Like other NSAIDs, piroxicam has anti-inflammatory,
analgesic and antipyretic activity. It is less commonly used as a classic
NSAID for pain relief because there are other drugs with fewer side effects.
Piroxicam is used within a variety of protocols for the treatment of TCC, squamous cell carcinoma (oral and cutaneous), hemangiosarcoma, prostatic carcinoma and some rectal neoplasms. Many protocols combine piroxicam with a chemotherapeutic drug such as cisplatin or mitoxantrone. In one study of dogs with TCC of the bladder, 35.4 percent had a measurable response to combined chemotherapy and piroxicam, while 75 percent showed subjective improvement. Mean survival time (MST) for dogs with TCC treated with the combination of piroxicam and mitoxantrone was just under a year. Radiation therapy may be added to piroxicam and mitoxantrone protocols for TCC.
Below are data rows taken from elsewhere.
PR #1097, opened 2023-10-11
Improve/1.20.2

Gerrygames:


kennytv (approved):

api/src/main/java/com/velocitypowered/api/proxy/Player.java
```diff
@@ -148,9 +148,7 @@ public interface Player extends
   /**
    * Clears the tab list header and footer for the player.
    *
-   * @deprecated Use {@link TabList#clearHeaderAndFooter()}.
    */
-  @Deprecated
```
kashike, line 153: Can we introduce a new method instead of un-deprecating this one? `clearPlayerListHeaderAndFooter`

kashike (changes requested):

proxy/src/main/java/com/velocitypowered/proxy/connection/backend/TransitionSessionHandler.java
```diff
@@ -143,7 +144,9 @@ public boolean handle(JoinGame packet) {
           // Now set the connected server.
           serverConn.getPlayer().setConnectedServer(serverConn);
 
-          if (player.getClientSettingsPacket() != null) {
+          // Send client settings. In 1.20.2+ this is done in the config state.
```
VeVeVeVel, line 147: For 1.20.2, shouldn't ServerPostConnectEvent also be handled in the config state?

```
         // Send client settings. In 1.20.2+ this is done in the config state.
          if (smc.getProtocolVersion().compareTo(ProtocolVersion.MINECRAFT_1_20_2) < 0
              && player.getClientSettingsPacket() != null) {
            serverConn.ensureConnected().write(player.getClientSettingsPacket());
          }

          // We're done! :)
          server.getEventManager().fireAndForget(new ServerPostConnectEvent(player,
              previousServer));
```

i

electronicboy: I think that there was some debates over what "connected" is, but, I'd be inclined to generally agree, we should be considered connected as soon as we enter the point in which we should be transitioning the connection over for the client, for 1.20.1 and below, that is when it enters play, for 1.20.2+, config

kashike (approved):

proxy/src/main/java/com/velocitypowered/proxy/connection/backend/TransitionSessionHandler.java
Gerrygames: We would need to call the ServerConnectedEvent in the config state as well. However I wouldn't consider the config state as being fully connected to the server.
Ideally I would like to handle the config state similar to the login state. Don't switch the client into config state right away. Keep them connected to the old server. Only if a resource pack is sent by the backend server or set by API (would need some kind of new event). If the registry data of the old and new backend server is the same we wouldn't switch the client into config state at all.
But that's quite a lot of work.

electronicboy: > Ideally I would like to handle the config state similar to the login state.

this is long term just a suicide run, we have no sane way to diff the registry to say if something has changed, and given the changes there is a potential that we'd just induce further headaches as there is a potential we'd need to store info during the configuration process to say that "oh, something changed, we better replay that", which creates many headaches with stuff wanting to syncronise stuff, i.e. mods

it just sounds like a huge dance in which you start introducing many dozens of potential conditional flows that we'd endure and have to expect plugins to endure and ensure that we exposed this and all caveats it comes with in the API. It makes more sense just to adopt what is expected here and deal with one general set of expected state flows instead of trying to be overly smart about it and shooting ourselves in the foot in the process.

electronicboy: I think ideally we need to look into devising a nicer flow chain here, we've already had talks about letting the client and server connect to one another earlier for the sake of mods, given mojangs changes also leaning in that direction, it generally looks like, now is the time to do that, and hope that if modding environments follow, we get free compat, at least here

Gerrygames: Yeah I guess you are right. But I guess this is out of the scope of this PR.

proxy/src/main/java/com/velocitypowered/proxy/connection/client/ClientPlaySessionHandler.java
```diff
@@ -482,12 +482,13 @@ public CompletableFuture<Void> doSwitch() {
       // Send keep alive to try to avoid timeouts
       player.sendKeepAlive();
 
-      // Reset Tablist header and footer to prevent desync
-      player.clearHeaderAndFooter();
+      // Config state clears everything in the client. No need to clear later.
```
electronicboy, line 485: just to check, this is not assumative towards 1.20.2 behavior? i.e. this isn't going to have a negagtive impact for older versions?

Gerrygames: Correct, doSwitch is only called for 1.20.2 players.

electronicboy: image

electronicboy (approved):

Piroxicam is thought to have a positive effect on survival time for prostatic carcinoma (MST=6.9 months). Treatment of oral squamous cell carcinoma with cisplatin and piroxicam resulted in a 56 percent response rate and a MST of almost eight months. There are additional concerns regarding renal toxicity with the drug combination of cisplatin and piroxicam (as high as 86 percent in one study). The use of piroxicam suppositories for palliative treatment of rectal cancer in dogs is well accepted for the improvement of quality of life. Piroxicam does not appear to confer additional benefits when combined with doxorubicin for the treatment of lymphoma.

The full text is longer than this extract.